Suboxone treatment agreements should require the cessation and tapering off all addictive substances. Opioid dependence untreated carries risk of an overdose death. I believe sound practice is stopping addictive substances in patients with addictive disorders - this means stimulants, benzos, and GABA sleep agents (ambien/lunesta/sonata).
As was mentioned, there is real and hard data showing some medications can help patients get off of illicit substances that are potential substances of abuse. ADHD left untreated could make problems worse.
Heck, Suboxone is an opioid. You want them off of all addictive substances, if your comments are taken literally, take them off the Suboxone.
That said, where is the exact hard-line differs among clinicians, and I'll completely admit has changed compared to the first year I was prescribing this medication. The evidenced-based medicine only teaches us so much. We're going to get cases that don't cleanly fit in the studies. My own opinions on how to administer treatment have changed over the years I've prescribed this medication.
If a clinican had a completely hardline with no other substances no matter what, I wouldn't think they were doing bad practice. I'd disagree, but it'd be a respectful disagreement. Some patient IMHO respond better to doctors putting the rules out in such a manner.
Personally, I allow for stimulants if taken legally, with psychological testing backing they have ADHD with a trial of a nonstimulant first.
As for the Suboxone-only treatment, refer out for everything else, this is something that has never been legally challenged, but it defeats the purpose of being a physician. If you believe treatment should only be one-disorder specific (edit: with only one specific medication given, nothing else), you could have technicians with a few weeks of training give out Suboxone. Methadone clinics IMHO are an exception because they are designed to not have doctors see the patients daily, and yes, they have techs or nurses dispense the medication.
The argument of "we warned you ahead of time that I'm not really treating you as a patient, I'm treating the disorder, so it's alright." Again, never been challenged formally specifically with Suboxone, but I don't agree with that, and I can tell you this. Legally, if you have a doctor patient relationship, well guess what?
You got a doctor patient relationship. You have a fiduciary responsiblity to the patient.

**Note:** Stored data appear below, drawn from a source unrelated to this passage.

PR #285, opened 2025-11-17
Remove AbstractDiagnosisConfiguration

christian-schilling:
By moving the templated container types out and using the ETL provided interface types the need for an abstract class was removed.

### DIFF
--- a/executables/referenceApp/application/src/systems/UdsSystem.cpp
+++ b/executables/referenceApp/application/src/systems/UdsSystem.cpp
@@ -30,15 +30,17 @@ UdsSystem::UdsSystem(
 , _jobRoot()
 , _diagnosticSessionControl(_udsLifecycleConnector, context, _dummySessionPersistence)
 , _communicationControl()
-, _udsConfiguration(
+, _udsConfiguration{
       udsAddress,
       transport::TransportConfiguration::FUNCTIONAL_ALL_ISO14229,
-      ::busid::SELFDIAG,
       transport::TransportConfiguration::DIAG_PAYLOAD_SIZE,
+      ::busid::SELFDIAG,
+      true,  /* activate outgoing pending */
       false, /* accept all requests */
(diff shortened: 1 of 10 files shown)


rolandreichweinbmw (dismissed):
LGTM!

libs/bsw/uds/src/uds/DiagDispatcher.cpp
```diff
@@ -323,7 +328,7 @@ IncomingDiagConnection* DiagDispatcher::requestIncomingConnection(TransportMessa
     {
         ::async::LockType const lock;
         pConnection = acquireIncomingDiagConnection(
-            fConfiguration.IncomingDiagConnectionPool, ::etl::move(fConfiguration.Context));
+            incomingDiagConnectionPool, ::etl::move(fConfiguration.Context));
```
matthiaskessler: I think `etl::move` is most likely wrong here. I know it wasn't part if this change but I just noticed it.

executables/referenceApp/application/src/systems/UdsSystem.cpp
```diff
@@ -30,15 +30,17 @@ UdsSystem::UdsSystem(
 , _jobRoot()
 , _diagnosticSessionControl(_udsLifecycleConnector, context, _dummySessionPersistence)
 , _communicationControl()
-, _udsConfiguration(
+, _udsConfiguration{
```
matthiaskessler, line 33: Using `{` here instead of `(` makes the style of this class a but non-uniform.

christian-schilling: I think we are going to see more {} in the future 🔮

libs/bsw/uds/src/uds/DiagDispatcher.cpp
christian-schilling: True, fixed.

Similar issues have been debated within the APA and AAPL in regards to what constitutes a doctor patient relationship (cause forensic psychiatrists, doing an evaluation for the court is not considered creating a doctor/patient relationship). I'd bet 100% of any doctors on an ethics panel would consider Suboxone treatment as creating a D-P relationship. Cutting yourself off doing what a doctor is supposed to do for a patient, if you specialize in the area where they need help, sounds unethical to me, and is not compatible with a D-P relationship.
Suboxone patients I've had with non-opioid psychiatric problems, I have treated, and offered they go to another doctor only if they needed to be seen more than monthly and we didn't accept their insurance because I wanted them to save money. If they wanted me to treat it all by myself, I would have.